Black paint covers the face and hands of the statues at the Confederate Memorial on the grounds of the Capitol in Montgomery, AL in 2007. (AP Photo / Rob Carr, File)

Yes, it was only last week—nine days to be exact, but who’s counting?—that President Trump committed the historical equivalent of hurling a live grenade into a crowd when he ventured into an improvisational analysis of the Civil War during an interview on Sirius XM radio. “People don’t ask that question, but why was there the Civil War?” he said to the interviewer. “Why could that one not have been worked out?” It was a comment that poked the bee’s nest of public opinion and pushed the Civil War back into feverish public debate.

It’s been easy to dismiss President Trump’s comments as ignorant non-sequiturs or a childish attempt to divert attention from more pressing political issues. After all, there’s an entire field of inquiry devoted to asking exactly those questions about the Civil War, and scholars have devoted their lives to that question—but given Trump’s staunch anti-intellectualism, it’s not really surprising that he’s never bothered to notice. “Donald Trump has always acted in the moment, with little regard for the past…” wrote Marc Fisher in the Washington Post a day after the firing of FBI Director James Comey. But the Civil War, it seems, is an endless trauma to American democracy. As the republic reconsiders it again and again, it continues to mirror our understanding of the country we currently live in.

Perhaps, as Jon Meacham suggested in TIME after the president’s remarks, Trump was simply looking for himself in history—a plausible theory given the president’s perennially self-centered worldview. But by overlooking the war’s relevance and refusing to acknowledge slavery’s role in its birth, the president wasn’t merely sidestepping the issue; he was using tactics similar to those employed by “Lost Cause” revisionists and Confederate holdouts for generations, in which the cause of the war is questioned, reimagined, or willfully forgotten.

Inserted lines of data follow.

PR #2402, opened 2022-11-02
bump scaffolding to 0.4.12

bobcallaway:

### DIFF
--- a/.github/workflows/kind-verify-attestation.yaml
+++ b/.github/workflows/kind-verify-attestation.yaml
@@ -36,7 +36,7 @@ jobs:
 
     env:
       KO_DOCKER_REPO: "registry.local:5000/policy-controller"
-      SCAFFOLDING_RELEASE_VERSION: "v0.4.8"
+      SCAFFOLDING_RELEASE_VERSION: "v0.4.12"
       GO111MODULE: on
       GOFLAGS: -ldflags=-s -ldflags=-w
       KOCACHE: ~/ko


bobcallaway:
@vaikas @priyawadhwa this model of pinning to back versions of rekor/fulcio as well as older versions of cosign via scaffolding feels very broken to me. Are we actually getting meaningful coverage from these tests in PRs?

vaikas:
That's a great point @bobcallaway and something that we did think about on how to best handle but never got around to it. Do you think we should be grabbing the latest or head for things like Fulcio/Rekor?

priyawadhwa (approved):

bobcallaway:
In rekor, @priyawadhwa implemented a check that ran rekor-cli against 3 versions (HEAD, and 2 latest published tags). For cosign, I would want to run it against prod, and perhaps a matrix of 3 versions of both rekor & fulcio for adding coverage to those running private instances of rekor and/or fulcio.

vaikas:
Ok, that's doable. But only against released versions, correct?

bobcallaway:
> Ok, that's doable. But only against released versions, correct?
> […](#)
> On Wed, Nov 2, 2022 at 12:49 PM Bob Callaway ***@***.***> wrote: In rekor, @priyawadhwa implemented a check that ran rekor-cli against 3 versions (HEAD, and 2 latest published tags). For cosign, I would want to run it against prod, and perhaps a matrix of 3 versions of both rekor & fulcio for adding coverage to those running private instances of rekor and/or fulcio. — Reply to this email directly, view it on GitHub, or unsubscribe. You are receiving this because you modified the open/close state.Message ID: ***@***.***>

yup

PR #2411, opened 2022-11-03
Deprecate --certificate-email flag. Make --certificate-identity and -…

### LINKED ISSUE #2056: Discourage (disallow?) naked `cosign verify` invocations
Inspired by https://github.com/sigstore/sigstore-python/issues/155

`cosign verify` (in keyless mode) without any `--cert-email` provided will succeed when literally anybody has signed an image/blob. This is almost never the right behavior: evil@hacker.com can sign any blob you can.

Instead, we should require *some* verification policy:

- `--cert-email` (*and* `--cert-oidc-provider`; see #1947)
- a CUE policy
- `--insecure`, which will do the current behavior today (possibly a hidden flag)

(Keyfull mode is okay, because you're passing the key material or CA in explicitly)

kpk47:
…-certificate-oidc-issuer required for verification.

--certificate-email is now an alias for --certificate-identity

Signed-off-by: kpk47 <kkris@google.com>

#### Summary

Closes #2056


cmd/cosign/cli/options/certificate.go
```diff
@@ -41,14 +40,14 @@ func (o *CertVerifyOptions) AddFlags(cmd *cobra.Command) {
...
 	_ = cmd.Flags().SetAnnotation("certificate", cobra.BashCompFilenameExt, []string{"cert"})
 
-	cmd.Flags().StringVar(&o.CertEmail, "certificate-email", "",
-		"the email expected in a valid Fulcio certificate")
+	cmd.Flags().StringVar(&o.CertIdentity, "certificate-email", "",
+		"DEPRECATED: Use --certificate-identity instead. The email expected in a valid Fulcio certificate")
 
 	cmd.Flags().StringVar(&o.CertIdentity, "certificate-identity", "",
-		"the identity expected in a valid Fulcio certificate. Valid values include email address, DNS names, IP addresses, and URIs.")
+		"Required. The identity expected in a valid Fulcio certificate. Valid values include email address, DNS names, IP addresses, and URIs.")
```
woodruffw, line 47: This is a tiny thing, but is it possible to make these options mutually exclusive? Passing both of them at once implies user error/confusion, since only one takes effect at a time.

cmd/cosign/cli/options/certificate.go
```diff
@@ -42,13 +42,13 @@ func (o *CertVerifyOptions) AddFlags(cmd *cobra.Command) {
 	_ = cmd.Flags().SetAnnotation("certificate", cobra.BashCompFilenameExt, []string{"cert"})
 
 	cmd.Flags().StringVar(&o.CertEmail, "certificate-email", "",
```
haydentherapper, line 44: I'd just remove this flag actually. This is going to be going into 2.0, so we can break things.

woodruffw: +1 -- I was thinking in the context of sigstore-python where we'll remove a whole bunch of things right before 1.0, but removal right now makes much more sense in the context of cosign 2.0.

kpk47: Done.

cmd/cosign/cli/options/certificate.go
```diff
@@ -41,14 +40,11 @@ func (o *CertVerifyOptions) AddFlags(cmd *cobra.Command) {
 		"path to the public certificate. The certificate will be verified against the Fulcio roots if the --certificate-chain option is not passed.")
 	_ = cmd.Flags().SetAnnotation("certificate", cobra.BashCompFilenameExt, []string{"cert"})
 
-	cmd.Flags().StringVar(&o.CertEmail, "certificate-email", "",
-		"the email expected in a valid Fulcio certificate")
-
 	cmd.Flags().StringVar(&o.CertIdentity, "certificate-identity", "",
-		"the identity expected in a valid Fulcio certificate. Valid values include email address, DNS names, IP addresses, and URIs.")
+		"Required. The identity expected in a valid Fulcio certificate. Valid values include email address, DNS names, IP addresses, and URIs.")
```
haydentherapper, line 44: Is there enforcement that both of these flags are provided?

cmd/cosign/cli/verify.go
```diff
@@ -92,12 +93,15 @@ against the transparency log.`,
 				return err
 			}
 
+			if o.CertVerify.CertIdentity == "" || o.CertVerify.CertOidcIssuer == "" {
```
haydentherapper, line 96: I think we instead want this in the Exec functions, like https://github.com/sigstore/cosign/blob/1c15b03a6e9e47f5c85a8fd7ff98bf75e910df6a/cmd/cosign/cli/verify/verify.go#L78

You also need this in the other verify commands, for manifest, dockerfile, and verify-blob

cmd/cosign/cli/options/certificate.go
znewman01: Outdated comment, we're just axeing `--certificate-email` altogether

znewman01 (commented):
Overall LGTM. Needs a rebase before we can merge.

I'd be interested in putting this validation all in the same place. Maybe factor out some of these arguments into a new `options.VerifyOpts` and have a function to parse them into `cosign/verify.CheckOpts`. But I'm okay doing that later.

znewman01 (dismissed):
adding approving review so tests run

znewman01 (dismissed):
approving for tests

znewman01:
test failure looks related!

znewman01 (dismissed):
approve for tests, ping me once you're ready for full review

kpk47:
@znewman01 This is ready for review now. The biggest changes are in test/sign_blob_test.sh, where I had to switch the keyless entry to using a local key and drop the verification step for the self-signed certificate. I believe the test logic is still sound (sign and verify with cosign, upload signature with self-signed cert, check that the first entry is still verifiable).

cmd/cosign/cli/verify/verify_blob.go
```diff
@@ -104,16 +103,18 @@ func (c *VerifyBlobCmd) Exec(ctx context.Context, blobRef string) error {
 		return err
 	}
 
+	if c.KeyRef == "" && (c.CertIdentity == "" || c.CertOIDCIssuer == "") {
```
haydentherapper, line 106: Can you add a test for failure if these aren't set?

pkg/cosign/verify.go
```diff
@@ -251,14 +244,11 @@ func ValidateAndUnpackCert(cert *x509.Certificate, co *CheckOpts) (signature.Ver
...
 
-	if err := validateCertIdentity(cert, co); err != nil {
-		return err
-	}
-
 	if err := validateCertExtensions(ce, co); err != nil {
 		return err
 	}
 	issuer := ce.GetIssuer()
+	fmt.Fprintf(os.Stderr, "cert issuer: %s\n", issuer)
```
haydentherapper, line 251: remove?

test/sign_blob_test.sh
```diff
@@ -29,14 +29,19 @@ BLOB=verify-experimental-blob
...
 cat $BLOB
 
+pass="$RANDOM"
+export COSIGN_PASSWORD=$pass
+./cosign generate-key-pair
+signing_key=cosign.key
+verification_key=cosign.pub
+
 echo "Sign the blob with cosign first and upload to rekor"
-$COSIGN_CLI sign-blob --output-certificate blob.cert --output-signature blob.sig $BLOB
```
haydentherapper, line 33: What is the reason for needing to change this? Do we lose coverage of the keyless flow with this change? I think both are useful as e2e tests.

cmd/cosign/cli/verify/verify_blob.go
```diff
@@ -94,6 +93,10 @@ func (c *VerifyBlobCmd) Exec(ctx context.Context, blobRef string) error {
 		return &options.PubKeyParseError{}
 	}
 
+	if c.CertRef != "" && (c.CertIdentity == "" || c.CertOIDCIssuer == "") {
```
znewman01, line 96: I don't *love* the duplication here. Could we pull this out into a common "VerificationIdentity" struct that goes into the `VerifyBlobCmd` (and other `*BlobCmd` structs) and stick the check there?

cmd/cosign/cli/verify/verify.go
```diff
@@ -94,23 +93,26 @@ func (c *VerifyCommand) Exec(ctx context.Context, images []string) (err error) {
 		c.HashAlgorithm = crypto.SHA256
 	}
 
+	if c.CertRef != "" && (c.CertIdentity == "" || c.CertOidcIssuer == "") {
```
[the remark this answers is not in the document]
kpk47: That makes sense to me, but how should it behave with a local bundle? IIUC, the bundle wraps the cert and additional metadata. Do we also need `--cert-identity` and `--cert-oidc-issuer` in that case?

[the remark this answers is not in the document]
znewman01: >  Do we also need --cert-identity and --cert-oidc-issuer in that case?

IMO: Yes, we do.

We don't want to trust the identity from the bundle; we want to cross-reference it with the `--cert-*` flags.

cmd/cosign/cli/verify/verify_attestation.go
```diff
@@ -76,21 +75,24 @@ func (c *VerifyAttestationCommand) Exec(ctx context.Context, images []string) (e
 		return &options.PubKeyParseError{}
 	}
 
+	if c.CertRef == "" && (c.CertIdentity == "" || c.CertOidcIssuer == "") {
```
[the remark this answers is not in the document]
kpk47: Yes, this was a typo.

cmd/cosign/cli/verify/verify_blob.go
kpk47: I moved the check into CheckVerifyOptions. WDYT? I'm not convinced it's the best solution, but it _is_ already referenced by all the Check*Cmd structs.

cmd/cosign/cli/verify/verify_blob.go
kpk47: Done.

pkg/cosign/verify.go
kpk47: Done

test/sign_blob_test.sh
kpk47: I may be able to keep this keyless depending on how GitHub OIDC mints tokens, though we'd need some extra work to make it work when run locally.

What's the intended usage for this test? I don't see it referenced in any workflows, so I added it to tests.yaml.

cmd/cosign/cli/verify/verify_blob.go
znewman01: I like this overall, I think. I'm finding it more readable.

I was imagining sticking the `KeyRef` inside `CertVerifyOptions` as well so we wouldn't have to duplicate the `if KeyRef != ""` check. Then, the `Identities()` would return basically a sum-type of `cosign.Identity | PublicKey` you could `switch` over that. WDYT?

Part of what you're running up against is that this whole thing needs a big refactor (not your responsibility), gross. Thanks for your patience :)

cmd/cosign/cli/verify/verify.go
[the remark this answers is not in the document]
znewman01: I think this has made some e2e tests start failing.

cmd/cosign/cli/verify/verify_blob.go
kpk47: I'm not sure I like that solution since it's pulling (a tiny) part of key parsing into a struct that's about certificate verification.

I filed https://github.com/sigstore/cosign/issues/2462 with my suggestions for how to go about the larger refactor. How about we deal with the duplication in this PR and then I address the larger refactor in a follow-on change?

cmd/cosign/cli/verify/verify.go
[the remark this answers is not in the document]
znewman01: Pinging this—I don't want the `--bundle` flag to turn off the requirement for a key or identity.

znewman01 (dismissed):
approving for tests only

haydentherapper:
Bumping PR, @kpk47, what is left? You'll need to rebase since we had to change import paths to include `v2`

kpk47:
Sorry, this fell off my plate. There isn't any major work left here, just fixing up a broken integration test. I've got time blocked out to finish this in the next few days.

test/sign_blob_test.sh
kpk47: I got this to work by treating the values of certificate-identity and certificate-oidc-issuer as regexps and then having the test pass in a match-all pattern.

cmd/cosign/cli/options/certificate.go
```diff
@@ -82,3 +81,13 @@ func (o *CertVerifyOptions) AddFlags(cmd *cobra.Command) {
...
 }
+
+func (o *CertVerifyOptions) Identities() ([]cosign.Identity, error) {
+	if o.CertIdentity == "" {
+		return nil, errors.New("--certificate-identity is required for verification in keyless mode")
+	}
+	if o.CertOidcIssuer == "" {
+		return nil, errors.New("--certificate-oidc-issuer is required for verification in keyless mode")
+	}
+	return []cosign.Identity{{IssuerRegExp: o.CertOidcIssuer, Issuer: o.CertOidcIssuer, SubjectRegExp: o.CertIdentity, Subject: o.CertIdentity}}, nil
```
haydentherapper, line 92: We don't need to set `IssuerRegExp` and `SubjectRegExp` here, since the case statement just ignores them if they're not set. 

I think we'd need another set of flags to support verifying by regex (for example, an email could contain a period), but I think we could add this later on. Given this is a CLI interface, I don't expect needing to verify a regex.

EDIT: I see you are leveraging these flags as a regex later on. Do we want to just go ahead and add flags for certificate-identity-regex and certificate-oidc-issuer-regex now?

pkg/cosign/verify.go
```diff
@@ -315,13 +304,19 @@ func CheckCertificatePolicy(cert *x509.Certificate, co *CheckOpts) error {
 						break
 					}
 				}
+				if regex.MatchString(cert.Subject.String()) {
```
haydentherapper, line 307: Same here, a certificate subject is not the same as the subject alternative name, and we don't expect fulcio certificates to ever set the certificate subject.

test/sign_blob_test.sh
```diff
@@ -33,10 +33,9 @@ echo "Sign the blob with cosign first and upload to rekor"
 $COSIGN_CLI sign-blob --output-certificate blob.cert --output-signature blob.sig $BLOB
 
 echo "Verifying ..."
-$COSIGN_CLI verify-blob --signature blob.sig --cert blob.cert $BLOB
+$COSIGN_CLI verify-blob --signature blob.sig --cert blob.cert --certificate-identity '.*' --certificate-oidc-issuer '.*' $BLOB
```
haydentherapper, line 36: As I noted above, I think we shouldn't overload this flag to support regex, and should add a separate flag. Otherwise, you run into potential risks with a character representing both regex and a certain character (like a period, valid for emails)

pkg/cosign/verify.go
kpk47: Do we care about non-Fulcio certificates that don't include SANs? We're using such a certificate in test/sign_blob_test.sh, so I figured it must be a supported use case.

pkg/cosign/verify.go
```diff
@@ -289,11 +278,11 @@ func CheckCertificatePolicy(cert *x509.Certificate, co *CheckOpts) error {
 			case identity.IssuerRegExp != "":
 				if regex, err := regexp.Compile(identity.IssuerRegExp); err != nil {
 					return fmt.Errorf("malformed issuer in identity: %s : %w", identity.IssuerRegExp, err)
-				} else if regex.MatchString(issuer) {
+				} else if regex.MatchString(issuer) || regex.MatchString(cert.Issuer.String()) {
```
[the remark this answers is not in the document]
kpk47: Done

cmd/cosign/cli/options/certificate.go
kpk47: Done. Added the new flags.

test/sign_blob_test.sh
kpk47: Done

pkg/cosign/verify.go
haydentherapper: I don't think we should. The bring-your-own-pki story needs to be fleshed out and we'd need to think through how to represent a subject (do we do something like `CN=foo;O=bar`, or do we support flags for each subject component?)

Do you want me to help regenerate a test certificate?

Hayden-IO (commented):
Just need to rerun `make docgen`, this looks great!

pkg/cosign/verify.go
kpk47: Yes, please.

haydentherapper:
@kpk47 Can you update `test/testdata/test_blob_cert.pem` with the following:

```
-----BEGIN CERTIFICATE-----
MIIBdDCCARqgAwIBAgIUZw7gQ6T/IgmiMD1AWB2OTIIVH1owCgYIKoZIzj0EAwIw
ADAeFw0yMjEyMjEwMDIwNThaFw0zMjEyMTgwMDIwNThaMAAwWTATBgcqhkjOPQIB
BggqhkjOPQMBBwNCAAR1Q4hB1jtagrdsVxygtDa/rli00U7n/1I/NSw8yoMRQ+MO
AjRhg3gtcV0tha34L6150qJirQHbfocsao8X6wFmo3IwcDAdBgNVHQ4EFgQUx3Wb
0LwCWoGsl0FUpeQb3M4MukkwHwYDVR0jBBgwFoAUx3Wb0LwCWoGsl0FUpeQb3M4M
ukkwEgYDVR0TAQH/BAgwBgEB/wIBATAaBgNVHREEEzARgQ9mb29AZXhhbXBsZS5j
b20wCgYIKoZIzj0EAwIDSAAwRQIhALXG7XS5TIFLp+jLSxjuRk1Tj5MfE+y9x92Z
YPMbi9GZAiAmfEe0+q5l3PnI6zliOG5kG6EcS80QQgQmPcFvRZWOvw==
-----END CERTIFICATE-----

```

And update https://github.com/sigstore/cosign/blob/main/test/testdata/README.md, the openssl command, to be :

```
openssl req -key test/testdata/test_blob_private_key -x509 -days 3650 -out cert.pem -new -nodes -subj "/" -addext "subjectAltName = email:foo@example.com"
```

You can remove all the output below the command too, `-subj "/"` handles that so you aren't prompted.

You made need to update tests to check for this example SAN. Feel free to rerun the command too if you have a preferred email value.

pkg/cosign/verify.go
haydentherapper: added comment

Hayden-IO (dismissed):
LGTM, thanks so much for working on this!

Hayden-IO (dismissed):

haydentherapper:
@znewman01  once tests finish, do you want to merge?

znewman01:
E2e tests are failing, once we get those fixed I can merge (will take a quick skim today too)

Hayden-IO (approved):
test failure is unrelated

znewman01 (approved):

dmitris:
@znewman01 do you know if the docs on https://docs.sigstore.dev/cosign/keyless/ were updated for this change or not?

haydentherapper:
Docs are being actively updated for cosign 2.0. Keyless will likely be removed as it’s not duplicated with the verify doc, which has been updated.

Our current decade marks the 150th anniversary of the war. Biographies, histories, and reconsiderations have come in measured steps and harsh reckonings—and discussions of memory, cause, conflict, reparation, and reconciliation have made it clear this war must continue to be discussed.

Conflicts rarely have only one cause, just as more than one thing can be true at a time. As Tony Horwitz wrote in The Atlantic in 2013 on the anniversary of the war’s start, slavery may not even have been central to Northerners’ experience of the Civil War. It was a kind of midwife, though, a stage on which a nation barely a century old played out its conflicts over sovereignty, autonomy, and national identity. Slavery as an institution concerned itself with just those questions. It used the bodies and labor of people stolen from their homes, excluded from equal society, and refused a personal identity.

In the summer of 2015, after Nikki Haley, then governor of South Carolina, announced the removal of the Confederate flag from the state capitol, Ta-Nehisi Coates collected the words of Confederate leaders who stated clearly that slavery was central to the identity of Southern states, which viewed it not just as an inalienable economic asset but as the very basis of white equality. The existence of slaves meant that white men could sidestep industrialized slavery of their own; the institutions’ proponents freely admitted that it upheld and enabled their quality of life.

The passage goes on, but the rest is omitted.